Голос опознать не удалось. Человек говорил тяжело, с паузами, будто каждое слово давалось напряженно, с усилием. Голос полухрипел-полушептал так, будто его обладатель уже помер, был оживлен посредством магии Вуду, превратился в зомби и теперь связался со мной благодаря игре инфернальных сил и причудам недобрых духов.

— Это кто? — испуганно спросил я. — Вам кого? Вы кому звоните?

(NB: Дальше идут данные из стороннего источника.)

PR #246, opened 2023-11-21
Introduce FullClient

David-Petrov:
- refactor to separate the RpcApp from LightCLient
- extract bean stopping concerns to RpcApp::stop()
- introduce a FullClient alternative to the LightClient
- add logic in Main to switch client roles depending on the -node-mode CLI argument
- also, disable failing tests in SyncTest; there seems to be an issue with the chosen bootnode


src/main/java/com/limechain/Main.java
```diff
@@ -1,15 +1,59 @@
...
+import lombok.extern.java.Log;
 import sun.misc.Signal;
 
+import java.util.logging.Level;
+
+@Log
 public class Main {
+
     public static void main(String[] args) {
+        // Instantiate and start the spring application, so we get teh global context
```
vikinatora:
```suggestion
        // Instantiate and start the spring application, so we get the global context
```

vikinatora (approved):
LGTM, a lot of TODOs left but it's fine imo.

src/main/java/com/limechain/lightclient/FullClient.java
```diff
@@ -0,0 +1,41 @@
...
+import com.limechain.network.Network;
+import com.limechain.rpc.server.AppBean;
+import com.limechain.sync.warpsync.WarpSyncMachine;
+import lombok.SneakyThrows;
+import lombok.extern.java.Log;
+
+import java.util.logging.Level;
+
+@Log
+public class FullClient implements NodeClient {
```
vikinatora: FullNode is the term Polkadot uses.

src/main/java/com/limechain/lightclient/NodeClient.java
```diff
@@ -0,0 +1,13 @@
+package com.limechain.lightclient;
+
+// TODO: Think of a better name... that's tautological, simply `Client` is awfully generic
+public interface NodeClient {
```
vikinatora:
```suggestion
// TODO: Think of a better name... that's tautological, simply `Client` is awfully generic
public interface HostNode {
```

georg-getz (approved):

src/main/java/com/limechain/lightclient/FullClient.java
```diff
@@ -0,0 +1,41 @@
+package com.limechain.lightclient;
```
David-Petrov: What about renaming the package from `lightclient` to something more fitting, like just `client`, or `node` or something... I'm not sure? @vikinatora

David-Petrov: @vikinatora

vikinatora: Makes sense 👍

David-Petrov: We'll go with `client`.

— Тебе, тебе звоню… я это… Афик…

Звонил Афиноген Майский — мой старинный знакомый, из тех, кого и рад бы забыть, но никак вот не получается. Афик, как его фамильярно называли в нашей тусовке. Человек беспокойный и нецеломудренный, колумнист какого-то таблоида, по основной профессии — форекс-менеджер, а проще говоря — валютный спекулянт через Интернет. Его никто не воспринимал всерьёз. Малоизвестный литературный комментатор, очень плохой поэт, сносный (особенно у костра с алкоголем и гитарой) мужской бард и прекрасный прозаик. «Мастер малых форм», как он «скромно» себя именовал. Его критические статьи выглядели поверхностными и бездушными, но рассказики и миниатюры казались удивительными, а песенки мило смешили. Своеобразная проза пронизывала до самых глубин сознания. Мне никогда не писать так, как он. Но знакомство наше было шапочным, эпизодическим, мы даже не являлись приятелями.

— Помоги, прихватило…

— Скорую вызвал? Что с тобой, сказать можешь? — менторским тоном настаивал я.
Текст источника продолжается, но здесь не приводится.